Copy out, from the entries below, each line that holds the string "more".

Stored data
++++++++++++++++++++

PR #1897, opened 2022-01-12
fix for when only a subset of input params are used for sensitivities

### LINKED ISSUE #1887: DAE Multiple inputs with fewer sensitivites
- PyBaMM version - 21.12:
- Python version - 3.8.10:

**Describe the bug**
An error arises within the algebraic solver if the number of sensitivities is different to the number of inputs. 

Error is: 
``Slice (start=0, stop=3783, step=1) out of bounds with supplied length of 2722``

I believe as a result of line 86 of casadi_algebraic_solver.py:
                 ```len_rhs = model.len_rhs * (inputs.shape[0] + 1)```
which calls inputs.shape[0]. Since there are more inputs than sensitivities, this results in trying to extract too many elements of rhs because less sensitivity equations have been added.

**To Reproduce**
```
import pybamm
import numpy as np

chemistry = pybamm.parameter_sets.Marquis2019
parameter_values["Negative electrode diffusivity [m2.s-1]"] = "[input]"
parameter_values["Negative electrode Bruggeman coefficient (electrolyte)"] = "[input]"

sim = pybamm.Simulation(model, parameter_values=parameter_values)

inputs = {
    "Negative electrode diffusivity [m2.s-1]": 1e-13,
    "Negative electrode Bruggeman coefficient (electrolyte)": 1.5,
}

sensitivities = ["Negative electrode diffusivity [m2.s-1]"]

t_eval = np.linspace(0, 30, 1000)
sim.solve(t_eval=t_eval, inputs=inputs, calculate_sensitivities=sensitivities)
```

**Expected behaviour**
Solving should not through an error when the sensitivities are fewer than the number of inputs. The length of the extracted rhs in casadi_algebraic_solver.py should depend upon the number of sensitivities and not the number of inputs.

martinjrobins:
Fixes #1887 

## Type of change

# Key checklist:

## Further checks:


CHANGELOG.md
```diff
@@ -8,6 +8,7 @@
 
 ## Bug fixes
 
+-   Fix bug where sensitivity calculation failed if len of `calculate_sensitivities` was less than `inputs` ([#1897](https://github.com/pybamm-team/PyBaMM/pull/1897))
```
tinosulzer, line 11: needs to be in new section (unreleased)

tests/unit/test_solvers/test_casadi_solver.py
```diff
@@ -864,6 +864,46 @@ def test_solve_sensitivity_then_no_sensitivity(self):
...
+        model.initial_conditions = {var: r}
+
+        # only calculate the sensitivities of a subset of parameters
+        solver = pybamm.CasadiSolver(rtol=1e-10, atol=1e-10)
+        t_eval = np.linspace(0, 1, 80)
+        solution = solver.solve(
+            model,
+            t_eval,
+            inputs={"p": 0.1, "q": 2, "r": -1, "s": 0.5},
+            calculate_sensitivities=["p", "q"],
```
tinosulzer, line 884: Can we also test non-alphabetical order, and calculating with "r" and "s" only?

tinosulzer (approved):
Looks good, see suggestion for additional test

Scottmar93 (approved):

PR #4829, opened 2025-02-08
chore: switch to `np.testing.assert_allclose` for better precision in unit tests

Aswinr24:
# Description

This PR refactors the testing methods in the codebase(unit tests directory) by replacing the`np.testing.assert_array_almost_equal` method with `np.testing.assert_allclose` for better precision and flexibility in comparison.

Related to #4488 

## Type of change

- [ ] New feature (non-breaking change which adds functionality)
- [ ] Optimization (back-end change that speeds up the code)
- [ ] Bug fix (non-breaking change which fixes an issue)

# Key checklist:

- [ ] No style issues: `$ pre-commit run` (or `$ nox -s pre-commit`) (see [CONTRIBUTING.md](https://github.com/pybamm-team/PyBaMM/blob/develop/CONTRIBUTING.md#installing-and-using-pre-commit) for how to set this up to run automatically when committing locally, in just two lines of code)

++++++++++++++++++++

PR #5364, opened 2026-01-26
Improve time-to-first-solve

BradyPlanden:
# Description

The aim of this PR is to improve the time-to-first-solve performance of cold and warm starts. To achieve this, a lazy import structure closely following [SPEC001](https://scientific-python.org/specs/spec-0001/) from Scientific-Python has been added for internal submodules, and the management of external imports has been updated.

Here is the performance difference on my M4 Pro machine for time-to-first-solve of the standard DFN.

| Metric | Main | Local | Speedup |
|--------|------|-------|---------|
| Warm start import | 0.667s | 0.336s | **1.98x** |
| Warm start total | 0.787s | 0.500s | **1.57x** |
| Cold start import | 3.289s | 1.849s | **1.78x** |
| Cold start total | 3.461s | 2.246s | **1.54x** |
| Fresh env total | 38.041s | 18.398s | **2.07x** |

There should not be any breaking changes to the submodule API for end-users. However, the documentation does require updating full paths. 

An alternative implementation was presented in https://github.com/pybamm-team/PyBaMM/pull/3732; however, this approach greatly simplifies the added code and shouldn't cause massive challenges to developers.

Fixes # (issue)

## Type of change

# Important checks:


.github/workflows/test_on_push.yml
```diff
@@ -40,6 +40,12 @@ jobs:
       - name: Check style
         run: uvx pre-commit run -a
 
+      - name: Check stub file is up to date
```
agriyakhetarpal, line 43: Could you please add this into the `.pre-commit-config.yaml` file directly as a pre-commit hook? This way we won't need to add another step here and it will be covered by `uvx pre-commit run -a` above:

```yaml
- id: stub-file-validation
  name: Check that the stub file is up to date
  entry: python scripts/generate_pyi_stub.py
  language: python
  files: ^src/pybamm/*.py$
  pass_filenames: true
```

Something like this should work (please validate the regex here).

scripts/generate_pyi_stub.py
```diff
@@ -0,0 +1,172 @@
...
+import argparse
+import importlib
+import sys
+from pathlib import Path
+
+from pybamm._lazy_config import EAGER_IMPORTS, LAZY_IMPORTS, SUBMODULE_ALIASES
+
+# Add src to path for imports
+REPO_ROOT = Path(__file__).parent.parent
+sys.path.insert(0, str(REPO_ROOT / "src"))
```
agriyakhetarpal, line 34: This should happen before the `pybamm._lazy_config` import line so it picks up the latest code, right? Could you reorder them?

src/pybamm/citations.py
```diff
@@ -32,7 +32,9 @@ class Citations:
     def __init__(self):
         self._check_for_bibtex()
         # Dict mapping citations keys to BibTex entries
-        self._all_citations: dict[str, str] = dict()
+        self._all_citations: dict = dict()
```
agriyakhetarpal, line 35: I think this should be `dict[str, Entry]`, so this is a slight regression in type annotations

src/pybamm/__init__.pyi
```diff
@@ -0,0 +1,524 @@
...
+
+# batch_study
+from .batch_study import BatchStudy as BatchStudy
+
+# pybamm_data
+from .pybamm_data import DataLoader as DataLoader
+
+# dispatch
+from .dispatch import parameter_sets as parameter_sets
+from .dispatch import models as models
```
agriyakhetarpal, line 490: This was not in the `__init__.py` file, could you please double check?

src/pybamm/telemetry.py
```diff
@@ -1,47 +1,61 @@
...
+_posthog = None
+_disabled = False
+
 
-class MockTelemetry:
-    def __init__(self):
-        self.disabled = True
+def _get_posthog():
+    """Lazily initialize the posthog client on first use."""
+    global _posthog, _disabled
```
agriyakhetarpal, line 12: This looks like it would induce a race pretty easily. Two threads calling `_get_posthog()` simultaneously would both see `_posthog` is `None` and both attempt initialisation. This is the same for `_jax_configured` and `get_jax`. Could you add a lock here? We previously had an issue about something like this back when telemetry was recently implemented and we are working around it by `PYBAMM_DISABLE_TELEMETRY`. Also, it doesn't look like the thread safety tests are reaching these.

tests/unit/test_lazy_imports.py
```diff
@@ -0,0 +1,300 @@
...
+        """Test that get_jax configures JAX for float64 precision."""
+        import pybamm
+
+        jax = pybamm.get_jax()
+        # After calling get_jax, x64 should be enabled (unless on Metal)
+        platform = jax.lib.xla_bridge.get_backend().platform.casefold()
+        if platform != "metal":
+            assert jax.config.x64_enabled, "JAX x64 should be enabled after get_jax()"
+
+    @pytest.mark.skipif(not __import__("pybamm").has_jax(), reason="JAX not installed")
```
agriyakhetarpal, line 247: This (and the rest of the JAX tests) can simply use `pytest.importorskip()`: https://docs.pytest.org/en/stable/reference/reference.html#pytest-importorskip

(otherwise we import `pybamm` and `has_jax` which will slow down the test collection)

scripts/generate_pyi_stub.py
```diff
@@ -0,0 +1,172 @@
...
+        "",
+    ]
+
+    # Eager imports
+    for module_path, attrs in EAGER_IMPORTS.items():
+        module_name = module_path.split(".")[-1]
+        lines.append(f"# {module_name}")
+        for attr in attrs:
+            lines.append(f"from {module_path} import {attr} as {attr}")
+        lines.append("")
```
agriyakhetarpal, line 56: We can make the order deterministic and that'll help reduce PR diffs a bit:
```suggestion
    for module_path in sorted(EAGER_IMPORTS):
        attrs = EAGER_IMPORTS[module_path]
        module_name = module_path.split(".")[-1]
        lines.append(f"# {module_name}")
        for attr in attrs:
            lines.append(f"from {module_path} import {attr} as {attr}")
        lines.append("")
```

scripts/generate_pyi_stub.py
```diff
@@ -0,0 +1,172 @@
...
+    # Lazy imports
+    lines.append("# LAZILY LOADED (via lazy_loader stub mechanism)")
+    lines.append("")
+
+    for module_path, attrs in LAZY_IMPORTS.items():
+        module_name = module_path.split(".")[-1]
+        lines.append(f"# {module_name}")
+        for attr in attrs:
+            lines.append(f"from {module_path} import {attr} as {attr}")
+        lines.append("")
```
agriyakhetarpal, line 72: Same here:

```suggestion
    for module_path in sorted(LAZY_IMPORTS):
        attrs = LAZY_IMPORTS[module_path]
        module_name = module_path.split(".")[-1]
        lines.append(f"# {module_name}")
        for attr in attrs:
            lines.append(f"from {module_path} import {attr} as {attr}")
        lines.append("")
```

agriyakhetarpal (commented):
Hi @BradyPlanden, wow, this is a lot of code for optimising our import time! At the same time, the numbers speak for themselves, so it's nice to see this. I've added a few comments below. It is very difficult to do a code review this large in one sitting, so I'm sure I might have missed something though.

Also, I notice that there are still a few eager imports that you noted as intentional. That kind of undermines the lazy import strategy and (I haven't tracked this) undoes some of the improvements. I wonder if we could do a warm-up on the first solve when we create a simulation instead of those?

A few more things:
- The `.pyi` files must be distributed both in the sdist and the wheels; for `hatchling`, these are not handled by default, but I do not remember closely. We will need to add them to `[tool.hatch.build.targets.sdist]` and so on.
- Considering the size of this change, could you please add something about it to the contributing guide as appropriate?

++++++++++++++++++++

> **OUTPUT BELOW**:
which calls inputs.shape[0]. Since there are more inputs than sensitivities, this results in trying to extract too many elements of rhs because less sensitivity equations have been added.
A few more things:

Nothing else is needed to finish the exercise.